HONG KONG (Reuters) - Hong Kong democracy activists on Monday vowed to use the site of a controversial museum intended to display national treasures from Beijing’s Palace Museum to commemorate instead China’s bloody crackdown on student-led protests in 1989.
The Hong Kong Palace Museum, announced late in December as part of celebrations marking the 20th anniversary this year of the former British colony’s return to Chinese control, is the latest source of tension between pro- and anti-Beijing forces.
Lee Cheuk-yan, of the Hong Kong Alliance in Support of Patriotic Democratic Movements of China, said he aimed to host activities around the museum to remind people of events outside the palace walls of the Forbidden City on June 4, 1989.
Hong Kong is ruled under a “one country, two systems” formula that gives it wide-ranging freedoms not seen in mainland China, including the right to hold a candlelight vigil to commemorate the Tiananmen crackdown.
“When we look at this Palace Museum, what it reminds us of is not what is inside, but what happened outside in 1989, when tanks rolled into Tiananmen Square, when the People’s Liberation Army fired on its own people,” said Lee, a former legislator and organiser of the annual commemoration vigil.
“We’ll try to change this Palace Museum into a June 4 Museum,” he added.
For China’s ruling Communist Party, the 1989 demonstrations that clogged Tiananmen Square in Beijing and spread to other cities remain taboo.
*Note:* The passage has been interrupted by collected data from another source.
Issue #467, opened 2020-02-13
[Combox] Missing aria connection between ComboboxInput and ComboboxPopover


sebpettersson:
Looking at the [examples](https://reacttraining.com/reach-ui/combobox), this doesn't look correct:

```
<div aria-haspopup="listbox" aria-owns="listbox--268" aria-expanded="true" data-reach-combobox="" role="combobox">
  <input aria-autocomplete="both" aria-labelledby="demo" data-reach-combobox-input="" id="listbox--268" value="ap">
</div>

<div data-reach-popover="" data-reach-combobox-popover="" tabindex="-1" style="position: absolute; width: 173px; left: 351px; top: 1908px;">
  <ul aria-labelledby="demo" data-reach-combobox-list="" role="listbox"></ul>
</div>
```
There's no explicit connection between the input field and the popover (except sharing `aria-labelledby`), and `aria-owns` on `role="combobox"` points to the `input` field which doesn't make sense since it's already a child element in the DOM.

In contrast, the markup for the [Combobox example on w3.org](https://www.w3.org/TR/wai-aria-practices-1.1/examples/combobox/aria1.1pattern/listbox-combo.html) looks like this:

```
  <div role="combobox" aria-expanded="true" aria-owns="ex1-listbox" aria-haspopup="listbox" id="ex1-combobox">
    <input type="text" aria-autocomplete="list" aria-controls="ex1-listbox" id="ex1-input" aria-activedescendant="">
  </div>

  <ul aria-labelledby="ex1-label" role="listbox" id="ex1-listbox" class="listbox"></ul>
```
Here, `aria-owns` points to the the actual listbox instead (which is correct since it's not a child element in the DOM), and additionally, the `input` has `aria-controls` which points to the same.

sebpettersson:
Fixed by #468

PR #468, opened 2020-02-13
Fix WAI-ARIA attributes in Combobox

sebpettersson:
Potential fix for #467

### DIFF
--- a/packages/combobox/src/index.tsx
+++ b/packages/combobox/src/index.tsx
@@ -498,6 +498,7 @@ export const ComboboxInput = forwardRefWithAs<ComboboxInputProps, "input">(
         aria-activedescendant={
           navigationValue ? String(makeHash(navigationValue)) : undefined
         }
+        aria-controls={listboxId}
         {...props}
         data-reach-combobox-input=""
         ref={ref}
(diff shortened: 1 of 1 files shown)


packages/combobox/src/index.tsx
```diff
@@ -869,7 +870,6 @@ export const ComboboxButton = forwardRefWithAs<{}, "button">(
 
     return (
       <Comp
-        aria-controls={listboxId}
```
chancestrickland: I believe we should leave this, even though it isn't in the ARIA example. We can probably make some other improvements to the button specifically for screen readers, but so long as it's here and controls the popover we should keep the aria context.

sebpettersson: Sorry about that, I actually misread the code, it's fixed now.

Though now I'm unsure how ComboboxButton is used - it's not mentioned in the docs?

chancestrickland: There's an example in the repo that shows how it's used, though I do need to think through its implementation a bit before we add documentation for it. The challenge AFAICT is that its functionality changes a bit depending on whether or not there is anything to render inside the popover, and that depends on how/whether or not your app decides to render a popover when matching options are not found. I'll have to chat with Ryan about some of these details to get some clarity before documenting that component and making it "official".

sebpettersson: Got it, thanks for the explanation.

The government has never released a death toll of the crackdown, but estimates from human rights groups and witnesses range from several hundred to several thousand.
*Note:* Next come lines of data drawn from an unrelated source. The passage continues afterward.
PR #486, opened 2020-02-21
tabs: Add support for vertical orientation

peterjmag:
Hey folks 👋

This PR adds a new `orientation` prop to the Tabs component and sets its default to `"horizontal"`. The new prop has these effects:

- Adds the `aria-orientation` attribute to the TabsList DOM element per [the WAI-ARIA docs](https://www.w3.org/TR/wai-aria-practices/#wai-aria-roles-states-and-properties-20).
  - Since `orientation` has a default, that means the existing tab examples also get this new attribute.
- When it's set to `"vertical"`:
  -  Changes the flex-direction of TabsList to stack tabs vertically.
  - Displays TabPanels to one side.
  - Allows the user to cycle through tabs with the up + down arrow keys (instead of the left + right arrows).
  - Allows the user to focus the active TabPanel with the right arrow key (or the left arrow key in RTL mode).

I did see this TODO:

https://github.com/reach/reach-ui/blob/9bc8e3eb0da2ed977c5b9736e0ac3483d65a96de/packages/tabs/src/index.tsx#L17-L21

This PR takes a slightly different approach, by limiting the options to just "horizontal" and "vertical" and then relying on RTL (or just the ordering of TabsList and TabPanels) for the rest. Let me know what you think!

I'm opening this as a draft PR, because I'm still trying to figure out what's going on with the tests, but I wanted to get some feedback on the approach so far.

## Screenshots

Screen Shot 2020-02-21 at 13 54 22

---

Screen Shot 2020-02-21 at 13 54 38

## PR template

This pull request:

- [ ] Creates a new package
- [ ] Other

If creating a new package:

  - [ ] `examples` directory


packages/tabs/src/index.tsx
```diff
@@ -279,14 +296,20 @@ export const TabList = forwardRefWithAs<TabListProps, "div">(function TabList(
 
   let handleKeyDown = wrapEvent(
     function(event: React.KeyboardEvent) {
-      if (event.key === "ArrowDown") {
+      if (
+        orientation === "vertical"
+          ? isRTL
+            ? event.key === "ArrowLeft"
+            : event.key === "ArrowRight"
```
peterjmag: One thing I'm just realizing: this doesn't take into account the relative order of TabsList and TabPanels. For instance:

```jsx
<Tabs orientation="vertical">
  <TabPanels>
    <TabPanel>
      <h1>one!</h1>
      <p>Here's some example content.</p>
      <button>yo</button>
    </TabPanel>
    <TabPanel>
      <h1>two!</h1>
      <p>Here's some example content.</p>
    </TabPanel>
    <TabPanel>
      <h1>three!</h1>
      <p>Here's some example content.</p>
    </TabPanel>
  </TabPanels>

  <TabList>
    <Tab>One</Tab>
    <Tab>Two</Tab>
    <Tab>Three</Tab>
  </TabList>
</Tabs>
```

Assuming we're in LTR mode, TabPanels will show up on the left (which is correct), but the left arrow key won't focus the panel.

I'll think about how to address that, but let me know if you all have any ideas. Could actually be a good reason to make the options more explicit as @chancestrickland mentioned in his TODO i.e. `horizontal-top`, `horizontal-bottom`, etc.

website/src/pages/tabs.mdx
```diff
@@ -143,7 +144,7 @@ function Example() {
       onChange={index => setTabIndex(index)}
       style={{
         color: "white",
-        background: backgroundColor
+        background: backgroundColor,
```
peterjmag: Oops, my local Prettier config might have interfered here. I'll revert these comma changes.

website/src/pages/tabs.mdx
```diff
@@ -91,6 +91,7 @@ Please see the [styling guide](/styling).
 | [onChange](#tabs-onchange)         | function      | false    |
 | [defaultIndex](#tabs-defaultindex) | number        | false    |
 | [index](#tabs-index)               | number        | false    |
+| [orientation](#tabs-orientation)   | string        | false    |
```
peterjmag: Is `string` enough for the type here? Or should I make it more specific, a la [line 250](https://github.com/reach/reach-ui/pull/486/files#diff-2db3c8b9bcec3e34f466572fcfd6df2bR250)?

packages/tabs/__tests__/tabs.test.tsx
```diff
@@ -51,6 +51,56 @@ describe("<Tabs />", () => {
...
+        `#${container
+          .querySelector(`.${buttonId}`)!
+          .getAttribute("aria-controls")}`
+      );
+    }
+
+    fireEvent.click(firstTab);
+
+    fireEvent.keyDown(tabList, { key: "ArrowDown", code: 40 });
+    expect(document.activeElement).toBe(container.querySelector(".tab-2"));
```
peterjmag: Strangely, I'm getting different results from [what I'm getting from Travis](https://travis-ci.com/reach/reach-ui/builds/150023686) when I run `yarn test` locally. For me, the tests fail here on line 78, with this output:
https://gist.github.com/peterjmag/cfd150fb92a04635c5d1a58921edd197

Digging into this too.

chancestrickland:
Looks like a solid start, thanks for the PR! I'll dig into this a bit next week and see what we can do.

packages/tabs/__tests__/tabs.test.tsx
peterjmag: Turns out I had some outdated built files in dist/ when I last updated the snapshots (and the tests run against those built files). I re-ran the build and then updated the snapshots again in https://github.com/reach/reach-ui/pull/486/commits/b10530560716985c963321a79e54500d6d8e31e9, but now I'm getting differing IDs from Travis:

```
              <button
    -           aria-controls="tabs--15--panel--0"
    +           aria-controls="tabs--REACH_ID_--panel--0"
                aria-selected="true"
                class="tab-1"
                data-reach-tab=""
                data-selected=""
    -           id="tabs--15--tab--0"
    +           id="tabs--REACH_ID_--tab--0"
                role="tab"
                tabindex="0"
              >
```
https://travis-ci.com/reach/reach-ui/builds/150269550#L431

packages/tabs/src/index.tsx
peterjmag: I took a shot at detecting the relative order (while still taking isRTL into account) in https://github.com/reach/reach-ui/pull/486/commits/f07be1d61eb10ce2c718cba6d0cd2704efb563a4.

packages/tabs/__tests__/tabs.test.tsx
peterjmag: Ended up just adding an ID to the test component itself to satisfy Travis: 
https://github.com/reach/reach-ui/pull/486/commits/953169dc466a0f8f934d0bfc6d45f19a90f839c1#diff-a65e1b1f6a8ab0f93d7a3e2afee4d44eR138

peterjmag:
Hey @chancestrickland! The tests are now running through, so this PR is (finally) ready for a proper review whenever you get a chance ☺️

chancestrickland:
Thanks so much for this! Finally got around to reviewing, and it looks great. I made some adjustments to the API. Mainly, `orientation` will accept any of the following:
 - `horizontal-start` (default)
 - `horizontal-end`
 - `vertical-start`
 - `vertical-end`

The reason here is that I'd rather be explicit vs. checking children to see whether TabList or TabPanels comes first, which can break certain composition patterns. We could register refs similar to how we do for tab descendants, but a single prop change at the top along with added documentation to explain the distinctions seems simple enough for this purpose. App code can abstract this further if someone doesn't like it.

chancestrickland:
Slept on it, and now I'm having second thoughts. I'm going to seek some feedback on this approach. `direction` and `orientation` are two separate things at the end of the day, and we might be making too many assumptions.

peterjmag:
@chancestrickland No problem, and definitely no rush given everything that's going on right now. In any case, let me know if there's anything I can do to help gather feedback!

Issue #472, opened 2020-02-14
[Accordion] Animation


raunofreiberg:
## ❓Question

I'm having a hard time animating Accordion properly with height. Accordion panel being set to `display: none` is not helping to achieve an animation either. Would really appreciate an example or some help 🙂

raunofreiberg:
I could get it to work by using `react-spring`, controlling the index state of Accordion, and passing `isActive` to each `AccordionItem` by mapping over the children of `Accordion`.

Lee and about 40 protesters, wearing headbands reminiscent of those worn by pro-democracy student protesters outside Tiananmen Square in 1989, on Monday shouted slogans and marched inside a subway station where a meters-long advertisement poster had the Palace Museum splashed across walls.
The museum, due to be completed in 2022, has been criticised by anti-Beijing activists over what they call a lack of consultation by the government in the decision-making process.
A public consultation due to be held on Monday was postponed until Tuesday.
The former imperial palace in the heart of China’s capital is commonly regarded as a physical symbol of the country’s long history and the Communist Party’s might.